Question 22
Domain 3: Deployment and Orchestration of ML WorkflowsA company is planning to create several ML prediction models. The training data is stored in Amazon S3. The entire dataset is more than 5 ТВ in size and consists of CSV, JSON, Apache Parquet, and simple text files. The data must be processed in several consecutive steps. The steps include complex manipulations that can take hours to finish running. Some of the processing involves natural language processing (NLP) transformations. The entire process must be automated. Which solution will meet these requirements?
Correct answer: D
Explanation
Amazon SageMaker Pipelines is built to orchestrate “several consecutive steps” in an automated ML workflow, including long-running processing and NLP transformations. Because the data is in Amazon S3 and exceeds 5 TB, SageMaker processing jobs can handle large-scale CSV, JSON, Parquet, and text data, while Amazon EventBridge can trigger the pipeline automatically on a schedule or event.
Why each option is right or wrong
A. Process data at each step by using Amazon SageMaker Data Wrangler. Automate the process by using Data Wrangler jobs.
Data Wrangler focuses on interactive data preparation, not full multi-step ML workflow orchestration at this scale.
B. Use Amazon SageMaker notebooks for each data processing step. Automate the process by using Amazon EventBridge.
Notebooks are mainly for interactive development and are not the best managed mechanism for production step orchestration.

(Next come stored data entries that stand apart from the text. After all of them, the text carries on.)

PR #1067, opened 2025-08-27
Enable linters: errname and errorlint

djeebus:
https://github.com/Antonboom/errname
https://github.com/polyfloyd/go-errorlint


packages/api/internal/utils/error.go
```diff
@@ -97,42 +97,34 @@ func MultiErrorHandler(me openapi3.MultiError) error {
 
 	// Recreate logic from oapi-codegen/gin-middleware to handle the error
 	// Source: https://github.com/oapi-codegen/gin-middleware/blob/main/oapi_validate.go
-	switch e := err.(type) {
-	case *openapi3filter.RequestError:
```
dobrac: this code is copied, so it shouldn't be probably reformatted if possible

djeebus: It already looks nothing like the [original](https://github.com/oapi-codegen/gin-middleware/blob/main/oapi_validate.go#L156-L169). Other than the `e := err.(type)`, which breaks for wrapped errors, what else changed?

dobrac: only the `case *openapi3filter.SecurityRequirementsError:` is extended of additional handling, everything else stayed the same (maybe we could move it to a separate function to make it more clear)

this gin-middleware is unfortunately really fragile, but extremely important, so I'm not sure how much we want to interfere here

The long term plan is to rewrite this, maybe replace the gin-middleware for more robust library serving more to our needs

djeebus:
@dobrac okay, I copied the upstream implementation into ours, then pulled out our customizations into their own function. Check it out once when you get a chance?

dobrac (approved):

PR #1068, opened 2025-08-28
Refactor to remove embedded context

djeebus:
This relies on context cancellation at a parent level to cancel the goroutine, which is simpler and relies on less setup

### DIFF
--- a/packages/orchestrator/internal/template/build/builder.go
+++ b/packages/orchestrator/internal/template/build/builder.go
@@ -125,10 +125,17 @@ func (b *Builder) Build(ctx context.Context, template storage.TemplateFiles, con
 
 	isV1Build := config.FromImage == "" && config.FromTemplate == nil
 
+	ctx, cancel := context.WithCancel(ctx)
+	defer cancel()
+
 	postProcessor := writer.NewPostProcessor(ctx, logsWriter, isV1Build)
-	go postProcessor.Start()
 	defer func() {
-		postProcessor.Stop(ctx, e)
+		if e != nil {
+			postProcessor.Error(fmt.Sprintf("Build failed: %v", e))
+		} else {
+			postProcessor.Info(fmt.Sprintf("Build finished, took %s",
+				time.Since(startTime).Truncate(time.Second).String()))
+		}
 	}()
 
 	postProcessor.Info(fmt.Sprintf("Building template %s/%s", config.TemplateID, template.BuildID))
@@ -137,6 +144,7 @@ func (b *Builder) Build(ctx context.Context, template storage.TemplateFiles, con
 		if e == nil {
 			return
 		}
+
 		// Remove build files if build fails
 		removeErr := b.templateStorage.DeleteObjectsWithPrefix(ctx, template.BuildID)
 		if removeErr != nil {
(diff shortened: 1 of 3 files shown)


dobrac (changes requested):
Two things:

- this implementation could add additional "..." after the last message
- there is now missing explicit Stop step and it's implicit with the context. But, the goroutine shouldn't run after the last status message. Using context to manage lifecycle is not a good pattern, because it might be used by cleanups or other pending tasks still relevant to the execution, but not to the lifecycle

djeebus:
> Two things:
> 
> * this implementation could add additional "..." after the last message
> * there is now missing explicit Stop step and it's implicit with the context. But, the goroutine shouldn't run after the last status message. Using context to manage lifecycle is not a good pattern, because it might be used by cleanups or other pending tasks still relevant to the execution, but not to the lifecycle

Sorted both out; mind taking another look?

packages/orchestrator/internal/template/build/writer/postprocessor.go
```diff
@@ -1,101 +1,48 @@
...
-		Logger:         writer,
-		ctx:            ctx,
-		errChan:        make(chan error, 1),
-		stopCh:         make(chan struct{}, 1),
-		tickerInterval: tickerInterval,
-		ticker:         time.NewTicker(tickerInterval),
-	}
+	go pp.run()
+
+	return zapcore.RegisterHooks(core, pp.hook), func() { pp.done <- struct{}{} }
```
dobrac: nit: for the `done` function (pp.done <- struct{}{}) it might be nice to make it idempotent

packages/orchestrator/internal/template/build/builder.go
```diff
@@ -125,18 +126,31 @@ func (b *Builder) Build(ctx context.Context, template storage.TemplateFiles, con
 
 	isV1Build := config.FromImage == "" && config.FromTemplate == nil
 
-	postProcessor := writer.NewPostProcessor(ctx, logsWriter, isV1Build)
-	go postProcessor.Start()
+	done := func() {}
+	if isV1Build {
+		logsCore, done = writer.NewPostProcessor(5*time.Second, logsCore)
```
dobrac: make the `5*time.Second` a constant

packages/orchestrator/internal/template/build/builder.go
```diff
@@ -125,18 +126,31 @@ func (b *Builder) Build(ctx context.Context, template storage.TemplateFiles, con
...
-		postProcessor.Stop(ctx, e)
+		done()
+
+		if e != nil {
+			logger.Error(fmt.Sprintf("Build failed: %v", e))
+		} else {
+			logger.Info(fmt.Sprintf("Build finished, took %s",
+				time.Since(startTime).Truncate(time.Second).String()))
+		}
 	}()
```
dobrac: How about doing this instead? It will colocate done to the V1Build

```
logger := zap.New(logsCore)
defer func() {
	if e != nil {
		logger.Error("Build failed", zap.Error(e))
	} else {
		logger.Info("Build finished",
			zap.String("duration", time.Since(startTime).Truncate(time.Second).String()))
	}
}()

if isV1Build {
	logsCore, done := writer.NewPostProcessor(5*time.Second, logsCore)
	defer done()
	logger = zap.New(logsCore)
}
```

dobrac (changes requested):
I like this! Nice work 💪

C. Process data at each step by using AWS Lambda functions. Automate the process by using AWS Step Functions and Amazon EventBridge.
Lambda is generally unsuitable for heavy, hours-long data transformations and large-scale ML preprocessing workloads.
D. Use Amazon SageMaker Pipelines to create a pipeline of data processing steps. Automate the pipeline by using Amazon EventBridge.
Amazon SageMaker Pipelines is the managed service designed to orchestrate multi-step ML workflows, and it supports chaining processing, training, and transformation jobs with step dependencies for long-running tasks that can run for hours. The data volume and formats fit SageMaker Processing jobs reading directly from Amazon S3, which can handle large datasets over 5 TB and common file types such as CSV, JSON, Parquet, and text, including NLP preprocessing. Amazon EventBridge provides the automation trigger for the pipeline, allowing the workflow to start on a schedule or event without manual intervention.